*** INPUT FOR THIS TASK ***
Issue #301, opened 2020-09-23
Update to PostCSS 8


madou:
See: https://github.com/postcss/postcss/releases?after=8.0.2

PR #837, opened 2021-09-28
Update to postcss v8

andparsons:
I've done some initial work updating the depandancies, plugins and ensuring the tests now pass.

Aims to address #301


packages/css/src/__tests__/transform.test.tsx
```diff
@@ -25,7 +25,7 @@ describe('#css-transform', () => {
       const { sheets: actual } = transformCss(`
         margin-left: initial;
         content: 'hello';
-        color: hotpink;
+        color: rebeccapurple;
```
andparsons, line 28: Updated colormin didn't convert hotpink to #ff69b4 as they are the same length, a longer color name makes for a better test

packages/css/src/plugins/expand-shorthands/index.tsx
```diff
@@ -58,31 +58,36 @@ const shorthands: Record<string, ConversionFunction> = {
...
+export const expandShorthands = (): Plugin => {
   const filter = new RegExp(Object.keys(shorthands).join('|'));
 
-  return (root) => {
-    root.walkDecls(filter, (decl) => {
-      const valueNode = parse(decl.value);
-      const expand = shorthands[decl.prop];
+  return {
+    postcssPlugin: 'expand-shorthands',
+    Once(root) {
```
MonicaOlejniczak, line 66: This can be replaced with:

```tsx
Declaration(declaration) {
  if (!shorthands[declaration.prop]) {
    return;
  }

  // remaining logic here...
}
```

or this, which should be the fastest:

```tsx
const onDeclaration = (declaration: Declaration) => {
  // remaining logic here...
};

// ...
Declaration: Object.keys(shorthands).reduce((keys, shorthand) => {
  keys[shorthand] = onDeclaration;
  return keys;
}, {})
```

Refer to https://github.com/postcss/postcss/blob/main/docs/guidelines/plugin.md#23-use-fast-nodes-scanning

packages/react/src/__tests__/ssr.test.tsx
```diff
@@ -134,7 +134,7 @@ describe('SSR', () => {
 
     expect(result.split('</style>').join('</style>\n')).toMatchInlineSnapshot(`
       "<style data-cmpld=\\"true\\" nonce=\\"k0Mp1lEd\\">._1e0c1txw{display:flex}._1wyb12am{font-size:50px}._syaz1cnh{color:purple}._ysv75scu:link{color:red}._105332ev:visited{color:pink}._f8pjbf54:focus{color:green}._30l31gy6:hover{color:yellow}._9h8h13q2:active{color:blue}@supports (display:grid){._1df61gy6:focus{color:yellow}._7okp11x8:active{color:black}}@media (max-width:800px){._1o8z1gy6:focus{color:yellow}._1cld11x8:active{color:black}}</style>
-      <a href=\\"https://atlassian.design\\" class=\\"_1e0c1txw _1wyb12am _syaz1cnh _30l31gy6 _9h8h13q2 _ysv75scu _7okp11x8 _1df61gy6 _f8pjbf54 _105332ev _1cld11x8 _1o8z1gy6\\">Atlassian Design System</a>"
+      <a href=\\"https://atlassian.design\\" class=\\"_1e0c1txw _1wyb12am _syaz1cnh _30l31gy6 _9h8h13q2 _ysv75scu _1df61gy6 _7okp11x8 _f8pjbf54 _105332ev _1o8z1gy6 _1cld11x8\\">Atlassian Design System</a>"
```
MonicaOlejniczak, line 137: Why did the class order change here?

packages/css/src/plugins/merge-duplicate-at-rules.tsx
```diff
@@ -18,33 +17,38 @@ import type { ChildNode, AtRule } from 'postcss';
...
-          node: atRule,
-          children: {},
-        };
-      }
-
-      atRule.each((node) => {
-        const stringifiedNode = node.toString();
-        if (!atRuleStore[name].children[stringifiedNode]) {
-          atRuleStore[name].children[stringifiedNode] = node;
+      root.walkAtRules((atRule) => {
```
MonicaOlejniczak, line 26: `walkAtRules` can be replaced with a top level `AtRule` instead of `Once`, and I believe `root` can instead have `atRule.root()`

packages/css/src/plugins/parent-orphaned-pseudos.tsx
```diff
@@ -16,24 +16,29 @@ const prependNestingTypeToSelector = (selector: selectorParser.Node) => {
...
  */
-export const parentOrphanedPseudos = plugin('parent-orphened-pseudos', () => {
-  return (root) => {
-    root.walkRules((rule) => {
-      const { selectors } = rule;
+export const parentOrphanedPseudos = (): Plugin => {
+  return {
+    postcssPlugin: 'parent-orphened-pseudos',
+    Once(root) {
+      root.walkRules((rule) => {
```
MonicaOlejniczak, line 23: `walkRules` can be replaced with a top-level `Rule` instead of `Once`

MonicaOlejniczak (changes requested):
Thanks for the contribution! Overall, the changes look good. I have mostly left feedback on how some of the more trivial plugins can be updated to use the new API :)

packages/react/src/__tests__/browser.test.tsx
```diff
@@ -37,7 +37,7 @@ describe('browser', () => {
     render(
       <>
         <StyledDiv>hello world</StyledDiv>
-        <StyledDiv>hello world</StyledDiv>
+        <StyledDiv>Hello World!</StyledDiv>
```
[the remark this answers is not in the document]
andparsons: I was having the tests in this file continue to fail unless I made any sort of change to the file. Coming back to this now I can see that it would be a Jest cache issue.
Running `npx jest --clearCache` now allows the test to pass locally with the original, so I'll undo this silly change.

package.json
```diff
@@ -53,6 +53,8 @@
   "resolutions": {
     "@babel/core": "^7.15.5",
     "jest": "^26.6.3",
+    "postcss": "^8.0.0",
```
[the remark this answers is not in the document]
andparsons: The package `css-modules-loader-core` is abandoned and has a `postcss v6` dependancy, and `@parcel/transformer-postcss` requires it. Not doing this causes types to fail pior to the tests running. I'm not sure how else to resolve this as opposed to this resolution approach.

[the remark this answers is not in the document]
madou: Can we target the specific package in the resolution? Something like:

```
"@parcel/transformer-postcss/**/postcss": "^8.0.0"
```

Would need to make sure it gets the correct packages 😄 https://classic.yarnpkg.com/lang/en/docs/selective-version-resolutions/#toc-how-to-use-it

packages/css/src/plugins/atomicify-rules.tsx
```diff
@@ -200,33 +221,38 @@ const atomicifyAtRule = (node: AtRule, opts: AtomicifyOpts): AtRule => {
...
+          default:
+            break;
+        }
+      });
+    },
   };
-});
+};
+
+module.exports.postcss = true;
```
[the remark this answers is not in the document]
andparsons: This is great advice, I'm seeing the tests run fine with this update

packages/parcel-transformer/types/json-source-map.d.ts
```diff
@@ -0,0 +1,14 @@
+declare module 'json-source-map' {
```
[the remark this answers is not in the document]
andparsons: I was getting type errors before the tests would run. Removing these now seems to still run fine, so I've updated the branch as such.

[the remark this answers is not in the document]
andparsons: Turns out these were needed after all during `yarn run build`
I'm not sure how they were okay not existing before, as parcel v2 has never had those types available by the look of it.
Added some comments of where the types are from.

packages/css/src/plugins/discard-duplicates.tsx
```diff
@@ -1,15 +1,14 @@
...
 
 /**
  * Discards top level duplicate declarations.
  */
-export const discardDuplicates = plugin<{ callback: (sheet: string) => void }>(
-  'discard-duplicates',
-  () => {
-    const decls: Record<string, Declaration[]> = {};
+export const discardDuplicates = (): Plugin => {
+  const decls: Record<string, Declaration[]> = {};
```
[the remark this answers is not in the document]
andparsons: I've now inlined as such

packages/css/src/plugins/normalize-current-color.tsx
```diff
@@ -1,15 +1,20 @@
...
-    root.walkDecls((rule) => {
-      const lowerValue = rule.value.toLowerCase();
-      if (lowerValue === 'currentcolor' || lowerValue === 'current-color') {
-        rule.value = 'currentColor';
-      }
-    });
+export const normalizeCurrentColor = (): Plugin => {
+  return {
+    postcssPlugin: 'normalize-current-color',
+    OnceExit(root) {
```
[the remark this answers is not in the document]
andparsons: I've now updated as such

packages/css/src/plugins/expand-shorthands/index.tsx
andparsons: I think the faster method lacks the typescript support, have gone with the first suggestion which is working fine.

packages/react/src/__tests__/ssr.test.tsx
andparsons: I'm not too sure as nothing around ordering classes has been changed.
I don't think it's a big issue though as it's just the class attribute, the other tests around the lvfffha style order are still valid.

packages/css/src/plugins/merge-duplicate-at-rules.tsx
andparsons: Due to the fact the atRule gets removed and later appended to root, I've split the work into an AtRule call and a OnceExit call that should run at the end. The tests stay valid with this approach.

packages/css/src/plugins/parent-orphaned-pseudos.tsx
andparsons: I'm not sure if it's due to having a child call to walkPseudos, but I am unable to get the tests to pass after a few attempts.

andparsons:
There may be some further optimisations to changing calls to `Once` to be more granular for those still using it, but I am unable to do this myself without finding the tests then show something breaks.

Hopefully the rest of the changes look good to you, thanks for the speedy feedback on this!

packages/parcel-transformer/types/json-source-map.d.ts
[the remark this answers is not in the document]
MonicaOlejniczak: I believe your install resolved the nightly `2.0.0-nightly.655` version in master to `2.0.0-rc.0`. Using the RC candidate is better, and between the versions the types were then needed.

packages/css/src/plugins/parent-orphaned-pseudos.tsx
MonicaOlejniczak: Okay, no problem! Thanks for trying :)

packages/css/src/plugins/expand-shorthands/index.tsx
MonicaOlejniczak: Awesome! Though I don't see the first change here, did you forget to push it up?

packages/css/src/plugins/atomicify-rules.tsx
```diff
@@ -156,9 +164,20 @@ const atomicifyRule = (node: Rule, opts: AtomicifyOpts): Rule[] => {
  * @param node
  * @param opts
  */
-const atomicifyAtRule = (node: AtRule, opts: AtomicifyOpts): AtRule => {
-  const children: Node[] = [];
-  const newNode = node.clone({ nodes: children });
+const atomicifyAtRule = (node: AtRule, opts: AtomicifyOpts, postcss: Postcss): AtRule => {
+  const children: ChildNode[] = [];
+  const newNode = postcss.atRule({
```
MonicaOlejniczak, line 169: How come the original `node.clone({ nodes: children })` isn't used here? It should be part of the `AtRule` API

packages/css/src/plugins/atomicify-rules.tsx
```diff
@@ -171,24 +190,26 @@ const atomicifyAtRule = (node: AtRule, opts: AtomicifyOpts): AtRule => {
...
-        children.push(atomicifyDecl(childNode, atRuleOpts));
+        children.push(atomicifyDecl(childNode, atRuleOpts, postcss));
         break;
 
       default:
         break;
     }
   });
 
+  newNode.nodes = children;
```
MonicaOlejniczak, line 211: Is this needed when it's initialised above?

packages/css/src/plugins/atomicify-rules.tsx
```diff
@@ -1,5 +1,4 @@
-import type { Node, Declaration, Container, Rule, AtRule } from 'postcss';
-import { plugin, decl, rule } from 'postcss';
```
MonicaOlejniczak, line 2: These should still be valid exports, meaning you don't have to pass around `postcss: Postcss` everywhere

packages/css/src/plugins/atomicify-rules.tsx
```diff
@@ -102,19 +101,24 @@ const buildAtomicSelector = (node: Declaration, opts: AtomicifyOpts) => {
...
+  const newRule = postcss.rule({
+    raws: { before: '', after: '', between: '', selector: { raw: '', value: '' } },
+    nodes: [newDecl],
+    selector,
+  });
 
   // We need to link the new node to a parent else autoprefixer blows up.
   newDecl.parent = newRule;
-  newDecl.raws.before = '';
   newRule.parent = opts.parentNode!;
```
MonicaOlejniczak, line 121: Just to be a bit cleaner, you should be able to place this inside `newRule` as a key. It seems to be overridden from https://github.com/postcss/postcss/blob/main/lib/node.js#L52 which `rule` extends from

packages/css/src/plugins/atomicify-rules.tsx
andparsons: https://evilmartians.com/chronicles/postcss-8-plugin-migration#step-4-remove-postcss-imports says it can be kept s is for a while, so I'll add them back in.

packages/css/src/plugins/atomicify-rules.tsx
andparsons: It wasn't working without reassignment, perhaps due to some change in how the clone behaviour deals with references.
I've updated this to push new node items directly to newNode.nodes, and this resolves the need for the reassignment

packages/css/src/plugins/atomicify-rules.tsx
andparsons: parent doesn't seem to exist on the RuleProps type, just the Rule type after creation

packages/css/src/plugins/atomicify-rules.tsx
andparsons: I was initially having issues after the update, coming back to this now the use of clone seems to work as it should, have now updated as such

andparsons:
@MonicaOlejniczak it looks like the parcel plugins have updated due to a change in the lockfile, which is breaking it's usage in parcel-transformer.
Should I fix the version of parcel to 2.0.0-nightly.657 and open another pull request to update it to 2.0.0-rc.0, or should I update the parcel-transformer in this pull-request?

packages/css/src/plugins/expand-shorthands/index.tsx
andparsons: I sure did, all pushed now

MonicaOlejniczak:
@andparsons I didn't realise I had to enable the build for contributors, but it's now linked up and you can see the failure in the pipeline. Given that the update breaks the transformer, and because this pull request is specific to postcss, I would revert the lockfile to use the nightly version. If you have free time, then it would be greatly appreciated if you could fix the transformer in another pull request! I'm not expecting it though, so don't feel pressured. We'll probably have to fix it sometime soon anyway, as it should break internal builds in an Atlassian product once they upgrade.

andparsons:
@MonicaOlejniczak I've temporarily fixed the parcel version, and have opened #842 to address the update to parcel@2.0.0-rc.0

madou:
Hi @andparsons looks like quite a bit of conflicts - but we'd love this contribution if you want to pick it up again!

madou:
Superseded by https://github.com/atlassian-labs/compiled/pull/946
***
* _TASK_:
Scan the data above for the word "original" and report every line where it is found.

* _ANSWER SECTION_:
Running `npx jest --clearCache` now allows the test to pass locally with the original, so I'll undo this silly change.
MonicaOlejniczak, line 169: How come the original `node.clone({ nodes: children })` isn't used here? It should be part of the `AtRule` API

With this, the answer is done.